However, Mr. Marin said some of the negative coverage resulted in positive changes in the military, and even still there is a "profound shift in attitudes" needed within the Canadian Forces itself. 

The ombudsman‘s office, created two years ago, has the power to investigate any allegations of misconduct within the military. 

In the spirit of recognizing the good work the Forces does, Mr. Marin said he is creating a new Ombudsman Award for Excellence, to give public recognition to those members who display exemplary ethics.
- 30 -

Dileas Gu Brath
Mark Bossi, Esquire


----------



## garb811 (17 Dec 2004)

Although nothing is on the DND nor on the Ombudsman's own website, it appears he is stepping down on 1 Apr 05.   

Love him or hate him, he certainly knew how to bring an issue to the attention of the public at large and while I thought some of the issues he addressed were more flash than bang, he did some definite good with some of the other issues.

The new Ombudsman will be...?

Toronto Star Article.



> Dec. 16, 2004. 01:00 AM
> 
> Marin to be Ontario ombudsman
> Spent five years as military watchdog
> ...


----------



## SeaKingTacco (17 Dec 2004)

> The new Ombudsman will be...?



Scott Taylor?


----------



## Fishbone Jones (17 Dec 2004)

Great! So I suppose all the initiatives he was investigating will now be shelved and forgotten, till the new guy dusts them off, redoes them and....... oh wait, time for another NEW Ombudsman. We'll never get anything settled at this rate.


----------



## bossi (18 Dec 2004)

garb811 said:
			
		

> Although nothing is on the DND nor on the Ombudsman's own website, it appears he is stepping down on 1 Apr 05.   ... The new Ombudsman will be...?



It's interesting that we have to find out stuff like this in the media, vice official sources ...
(i.e. last item in the Media section of the Ombudsman's website is dated 29 Sep 04 ...)
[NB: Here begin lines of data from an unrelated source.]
PR #392, opened 2021-05-03
OP-502 implement formatMessage() method

dbmalkovsky:
See OP-502 and javadoc in new method

### DIFF
--- a/src/main/java/org/isf/generaldata/MessageBundle.java
+++ b/src/main/java/org/isf/generaldata/MessageBundle.java
@@ -25,8 +25,6 @@ import java.text.MessageFormat;
 import java.util.Locale;
 import java.util.MissingResourceException;
 import java.util.ResourceBundle;
-import java.util.regex.Matcher;
-import java.util.regex.Pattern;
 
 import javax.swing.JOptionPane;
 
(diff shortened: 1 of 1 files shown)


src/main/java/org/isf/generaldata/MessageBundle.java
```diff
@@ -42,6 +45,9 @@
 
 	private static ResourceBundle defaultResourceBundle = null;
 
+	private static String formatSpecifier = "%(\\d+\\$)?([-#+ 0,(\\<]*)?(\\d+)?(\\.\\d+)?([tT])?([a-zA-Z%])";
```
mwithi, line 48: if the aim is to count the number of arg, wouldn't be simpler this kind of pattern?
image

Anyway it seems not working with Arabic...

mwithi (commented):
question on the regex

src/main/java/org/isf/generaldata/MessageBundle.java
dbmalkovsky: I argued with myself adding the check because (1) it made the routine slower to execute and (2) it would fail when the same substitutable was used more than once in the string [fake example:  `The variable "{0}" is wrong.  "{0}" cannot be blank.`]

Therefore I just removed it.   If they don't match up then the string will look wrong and it will be reported as a bug.

mwithi: simplicity has its convenience ;)
thank a lot @dbmalkovsky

Actually, the math doesn't add up ... (from the Ombudsman section of his website):


> André Marin was appointed the first Ombudsman for the Department of National Defence and the Canadian Forces (DND/CF) on June 9, 1998. He officially took office on June 15, 1998 for a three-year term and was re-appointed for a period of five years, effective on June 15, 2001.


----------



## Sapper6 (29 Dec 2004)

What do you think about the CF Ombudsman's imminent departure as reported by Scott Taylor?


----------



## KevinB (29 Dec 2004)

I'll take D for $1000    ;D


----------



## Horse_Soldier (29 Dec 2004)

How about a more relevant poll:

Who gives a flying fuck about this in the first place? >


----------



## MikeM (29 Dec 2004)

I like that poll better


----------



## Sapper6 (29 Dec 2004)

That's it Horse, now we've got the juices flowing!  Obviously, you're not one to sit on the fence.  

S6


----------



## Laps (29 Dec 2004)

Ombudsman...  Never had to deal with him so I don't really care.  

Maybe that is because I never had anything to complain about, except: equipment (or lack thereof), late pay raise, lack of funding, lack of flying hours, being away 7 months out of the year...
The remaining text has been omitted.